- _Problem details_: Each line in the listing below needs to be transcribed exactly.

Working data START

PR #1529, opened 2020-10-22
Updates to Zeek compatibility doc to sync with ZNG beta

philrz:
Our story around `port` and `enum` has changed since the last time this doc was revised, so I bring those current here. I also broke out a separate section about aliases since we now handle more than one Zeek type via alias.

### DIFF
--- a/zng/docs/zeek-compat.md
+++ b/zng/docs/zeek-compat.md
@@ -3,6 +3,7 @@
 - [Introduction](#introduction)
 - [Equivalent Types](#equivalent-types)
 - [Example](#example)
+- [About Aliases](#about-aliases)
 - [Type-Specific Details](#type-specific-details)
   * [`double`](#double)
   * [`set`](#set)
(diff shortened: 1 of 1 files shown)


zng/docs/zeek-compat.md
```diff
@@ -90,6 +92,17 @@ $ zq -t zeek_types.log | zq -f zeek -
...
+
+Multiple Zeek types discussed below are represented via a
+[type alias](spec.md#3117-alias-typedef) to one of ZNG's
+[primitive types](spec.md#5-primitive-types). The use of the alias maintains
+the history of the field's original Zeek type such that `zq` may restore it
+if/when the field may be later output again in Zeek format. Knowledge of its
+original Zeek type may also enable special operations in ZQL that are unique to
+values known to have originated as a specific Zeek type, though no such
+operations are currently implemented in `zq`.
+
```
nwt, line 105: I think this would make a little more sense as a second paragraph in the next section (i.e., Type-Specific Details).

nwt (approved):

zng/docs/zeek-compat.md
philrz: Thanks for reviewing, @nwt. I took your suggestion of moving the paragraph and it looks good to me so I've committed it.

Working data END

- _Task answer_:
PR #1529, opened 2020-10-22
Updates to Zeek compatibility doc to sync with ZNG beta

philrz:
Our story around `port` and `enum` has changed since the last time this doc was revised, so I bring those current here. I also broke out a separate section about aliases since we now handle more than one Zeek type via alias.

### DIFF
--- a/zng/docs/zeek-compat.md
+++ b/zng/docs/zeek-compat.md
@@ -3,6 +3,7 @@
 - [Introduction](#introduction)
 - [Equivalent Types](#equivalent-types)
 - [Example](#example)
+- [About Aliases](#about-aliases)
 - [Type-Specific Details](#type-specific-details)
   * [`double`](#double)
   * [`set`](#set)
(diff shortened: 1 of 1 files shown)


zng/docs/zeek-compat.md
```diff
@@ -90,6 +92,17 @@ $ zq -t zeek_types.log | zq -f zeek -
...
+
+Multiple Zeek types discussed below are represented via a
+[type alias](spec.md#3117-alias-typedef) to one of ZNG's
+[primitive types](spec.md#5-primitive-types). The use of the alias maintains
+the history of the field's original Zeek type such that `zq` may restore it
+if/when the field may be later output again in Zeek format. Knowledge of its
+original Zeek type may also enable special operations in ZQL that are unique to
+values known to have originated as a specific Zeek type, though no such
+operations are currently implemented in `zq`.
+
```
nwt, line 105: I think this would make a little more sense as a second paragraph in the next section (i.e., Type-Specific Details).

nwt (approved):

zng/docs/zeek-compat.md
philrz: Thanks for reviewing, @nwt. I took your suggestion of moving the paragraph and it looks good to me so I've committed it.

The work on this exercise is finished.